Domb on Real Estate

Thursday, December 18, 2008

Inquirer's Housing Prediction for 2009

In an article in today's Philadelphia Inquirer, reporter Harold Brubaker makes some predictions about housing in 2009:

Next year finally will bring the end of a three-year slump in housing prices in the Philadelphia region and across the country, economists say.
The decline from the peak in the second quarter of 2007 to the trough at the end of next year is projected to be 15 percent in Philadelphia and its Pennsylvania suburbs, according to Celia Chen, an economist at Moody's Economy. com in West Chester.
Citing the Fiserv Case-Schiller Home Price Index, Chen said conditions in South Jersey were worse, with average prices - in line with the national trend - likely to bottom out late next year at 30 percent below their peak in 2006.
The persistent slide has Toll Bros. Inc., of Horsham, biding time, luxuriating in a cash stockpile and cutting its developments to 255 from its peak of 325 in early 2007.
Residential real estate has been at the center of the nation's economic maelstrom, but its commercial cousin could start wreaking more havoc for banks as the recession victimizes more tenants of office buildings and shopping centers.

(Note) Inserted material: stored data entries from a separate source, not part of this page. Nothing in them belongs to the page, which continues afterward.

PR #67, opened 2019-09-17
OCTRL-138

kostorr:


core/protos/o2control.proto
```diff
@@ -276,11 +276,17 @@ message GetRolesReply {
     repeated RoleInfo roles = 1;
 }
 
-message GetWorkflowTemplatesRequest{}
+message GetWorkflowTemplatesRequest{
```
graduta: Will the request still work with no parameters? Right now ControlGUI makes use of this method and is not providing any parameters

coconut/cmd/template_list.go
```diff
@@ -35,10 +35,31 @@ var templateListCmd = &cobra.Command{
 	Aliases: []string{"list", "ls", "l"},
 	Short: "list available workflow templates",
 	Long: `The template list command shows a list of available workflow templates.
-These workflow templates can then be loaded to create an environment.`,
+These workflow templates can then be loaded to create an environment.
```
graduta: Examples can be added as a separate field in cobra and Long only kept as a sentence describing the use. 
```
Example: `coconut conf list
coconut conf list <component>
coconut conf list <component> -t <timestamp>`,
```

core/protos/o2control.proto
kostorr: No, you can pass the following for the same behaviour.

```
repoPattern="",
revisionPattern="",
allBranches=false,
allTags=false 
```

kostorr: I could always add a wrapper of course...

coconut/cmd/template_list.go
kostorr: Thanks for the tip!

core/protos/o2control.proto
graduta: Right now we are not passing anything so as long as the request will default those values to empty is fine by me

coconut/control/control.go
```diff
@@ -490,13 +490,89 @@ func QueryRoles(cxt context.Context, rpc *coconut.RpcClient, cmd *cobra.Command,
...
+				fmt.Fprintln(o, "Ignoring `--all-{branches,tags}` flags, as a valid revision has been specified")
+				allBranches = false
+				allTags = false
+			} else  {
+				revisionPattern = "*"
+			}
+		}
+
+	} else 	if len(args) == 1 { // If we have an argument, give priority over the flags
+		slicedArgument := strings.Split(args[0], "@")
```
graduta: This might be safer with a regex just in case the user passes repo-patter@

teo: I agree that a regex would be the most elegant way to make a comprehensive but early check. The present example is likely low-impact though, as we already make sure that `len(slicedArgument)` is 1 or 2.

core/protos/o2control.proto
teo: In `proto3` all fields are optional, and in memory a zero value is treated by Protobuf the same as an undefined field.
Thus, I would expect the following query
```
repoPattern="",
revisionPattern="",
allBranches=false,
allTags=false 
```
to be pushed by Protobuf as a message with all its fields `null`, and I'd expect the core to return a list of templates from all repos, at `HEAD` of the `master` branch.

core/protos/o2control.proto
```diff
@@ -276,11 +276,17 @@ message GetRolesReply {
...
+    string revisionPattern = 2;
+    bool allBranches = 3;
+    bool allTags = 4;
+}
 
 message WorkflowTemplateInfo {
     string repo = 1;
-    string template = 2;
+    string revision = 2;
+    string template = 3;
```
teo: Can we do this without reindexing fields?
```
string template = 2;
string revision = 3;
```
should work just as well, and it would improve `proto` interface compatibility.

core/repos/repo.go
```diff
@@ -187,16 +188,80 @@ func (r *Repo) refresh() error {
...
 	if err != nil {
-		return workflows, err
+		return nil, err
 	}
-	for _, file := range files {
-		if strings.HasSuffix(file.Name(), ".yaml") { // Only return .yaml files
-			workflows = append(workflows, strings.TrimSuffix(file.Name(), ".yaml"))
+
+	workflows := make(map[string][]string)
+	for _, revision := range revisionsMatched {
```
teo: I'd appreciate a few words of comment on what we're about to do here.

core/repos/repo.go
```diff
@@ -187,16 +188,80 @@ func (r *Repo) refresh() error {
...
+
+	// Check if the revision pattern is actually a hash. If so return a single revision
+	hashMaybe := plumbing.NewHash(revisionPattern)
+	resolvedHash, err := ref.ResolveRevision(plumbing.Revision(revisionPattern))
+	if err == nil && *resolvedHash == hashMaybe {
+		revisions := append(revisions, resolvedHash.String())
+		return revisions, nil
+	}
+
+	err = refs.ForEach(func(ref *plumbing.Reference) error {
```
teo: I'd appreciate a few words of comment on what's about to happen here.

core/repos/repomanager.go
```diff
@@ -192,11 +194,33 @@ func cleanCloneParentDirs(parentDirs []string) error {
 	return nil
 }
 
-func (manager *RepoManager) GetRepos() (repoList map[string]*Repo) {
+func (manager *RepoManager) GetRepos(repoPattern ...string) (repoList map[string]*Repo) { // Simulate function overloading; for 0 or 1 arguments here
```
teo: Proposal:
```
func (manager *RepoManager) GetAllRepos() (repoList map[string]*Repo) 
func (manager *RepoManager) GetRepos(repoPattern string) (repoList map[string]*Repo) 
```

core/repos/repomanager.go
```diff
@@ -192,11 +194,33 @@ func cleanCloneParentDirs(parentDirs []string) error {
...
+	for _, repo := range manager.repoList {
+		if g.Match(repo.GetIdentifier()) {
+			matchedRepoList[repo.GetIdentifier()] = repo
+		}
+	}
+
+	return matchedRepoList
+}
+
+func (manager *RepoManager) getRepoByIndex(index int) (*Repo, error) {
```
teo: TODO: deduplicate functionality from repo remove/default/refresh.

core/repos/repomanager.go
```diff
@@ -408,18 +427,60 @@ func (manager *RepoManager) GetOrderedRepolistKeys() []string {
...
+		}
 
 	}
 
 	return templateList, numTemplates, nil
-}
\ No newline at end of file
+}
+
+const (
```
teo: Goes on top

coconut/cmd/template_list.go
```diff
@@ -35,10 +35,30 @@ var templateListCmd = &cobra.Command{
...
+ * ` + "`coconut templ list --revision=5c7f1c1fded1b87243998579ed876c8035a08377 `" + ` lists templates from the commit corresponding to the hash for all git repositories`,
+
 	Run:   control.WrapCall(control.ListWorkflowTemplates),
 }
 
 func init() {
 	templateCmd.AddCommand(templateListCmd)
-}
+
+	templateListCmd.Flags().String("repo", "*", "repositories to list templates from")
```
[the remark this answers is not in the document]
kostorr: There is no alias for flags, only a shorthand which can be a character long. I rename to repository and didn't add the 'r' shorthand as it may be confused with the revision.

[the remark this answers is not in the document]
teo: Let's make it `--repository` and `-p` as shorthand, and let's add the `p` shorthand to all other situations where the word `repository` is a flag or a subcommand.

coconut/control/control.go
```diff
@@ -490,13 +491,89 @@ func QueryRoles(cxt context.Context, rpc *coconut.RpcClient, cmd *cobra.Command,
...
+		if match, _ := regexp.MatchString("\\A[^@]+\\z", args[0]); match {
```
teo: Rather than ignoring the error, I'd rather have `regexp.MustCompile` on the expression, and then https://golang.org/pkg/regexp/#Regexp.MatchString instead of https://golang.org/pkg/regexp/#MatchString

A lot of what Harold is predicting is what I have been saying for awhile now. I believe the drops in mortgage rates are creating the beginning of the bottom of the market. I think we will look back in 4 months and and see that we are past the bottom. In today's market, many homes that have been on the market for awhile are selling at lower prices, which is the first sign of recovery. Once all of the old inventory gets wiped out, new product will come on the market and prices will eventually beging to rise again.